Food Deserts: The Mis-Education Of Food
April was National Minority Health Month and with diabetes and other health related issues increasing in communities around the state, researchers want to address health disparities. The Florida Department of Health focused its efforts on food deserts and pushed for healthy eating and education. Researchers are pointing to those same food deserts as a contributor to health issues disproportionally affecting minorities, and advocates say education and access to healthier foods would help these communities get back to basics.
Just north of Florida State University, a small area in Tallahassee called Frenchtown has minimal food access.
Whensley Dareus is a volunteer for iGrow community. iGrow is an initiative to sell food to communities in food deserts. It has two locations. Both are looking for volunteers to help produce fruits and vegetables. iGrow farmer Sundiata Ameh El says residents in food stricken areas should educate themselves on healthier foods to eat.
"You have record numbers of young people with diabetes, high cholesterol, and high blood pressure. All of these things are usually food related so if we knew how to avoid those things by simply changing our eating habits, then we’d be on our way to basically saving our own lives," Ameh El says.
The other iGrow is on the South Side of Tallahassee, where grocery stores are hard to find in close range, yet corner stores and fast food restaurants are plentiful.
Every Tuesday a food truck makes its way to the south side in an empty lot on Orange Avenue, distributing dry foods from Second Harvest. Low-income residents stop by to sign up for boxes, listing how many live in their household and contact information. Winn-Dixie on South Adams Street closed down for good and left many residents searching for fresh produce.
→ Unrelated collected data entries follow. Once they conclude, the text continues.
PR #668, opened 2026-06-08
chore: include toolkit latest release

adolsalamanca:
- Bumps Rust to 1.90.0 and cargo-pgrx to 0.18.0 to include the latest toolkit release.
- Fixed a broken version-detection regex by quoting it, stopping cargo-pgrx 0.18.0 from being misidentified as legacy, which broke system Postgres provisioning.
- Deferred adding pg_textsearch to shared_preload_libraries until after it is installed, preventing initdb from failing on pg17/18 due to a missing library.


minkimipt (approved):
I understand the intention of this PR, but I might be missing a lot of details of how things need to work. Approving it for the lack of ideas how else to check it.

surister (approved):
Lgtm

Seaborn says, "that left us in a lurch, basically on this side of town."
FAMU Research Coordinator Cynthia Seaborn says Piggly Wiggly on the south side was the only grocer willing to move into one of the vacant lots.
"I’m not sure if they have a criteria, for them to meet this and that. Because basically they have fresh fruits and vegetables, they have the things we say that we want but what’s the quality," Seaborn says.
Consumers on the south side argue that the cost and quality of the produce isn’t as good as any other competing grocers and still puts their health at risk.
Seaborn says, "so short of getting an organization owned by us ran by us and for us.
And economics, the laws of supply and demand, are also in play.
"It’s perceived that low income won’t purchase food. But I purchase what you provide me, so I think that’s a fallacy, that we won’t purchase food on this side of town," Seaborn says.
Ameh El says, "they’re going to use these onions, and they’re going to cook food, use this spinach and this kale and make healthy meals for themselves."
But those taking advantage of the produce from iGrow, aren’t the ones iGrow’s Sundiata Ameh El set out to help.
Ameh El says, "the majority of the people who buy from this online venue are usually Caucasian, upper high middle class and on the north side of town. We’re dealing with people who are educated in terms of why these foods are important. But the people who don’t know are the ones who need the most help."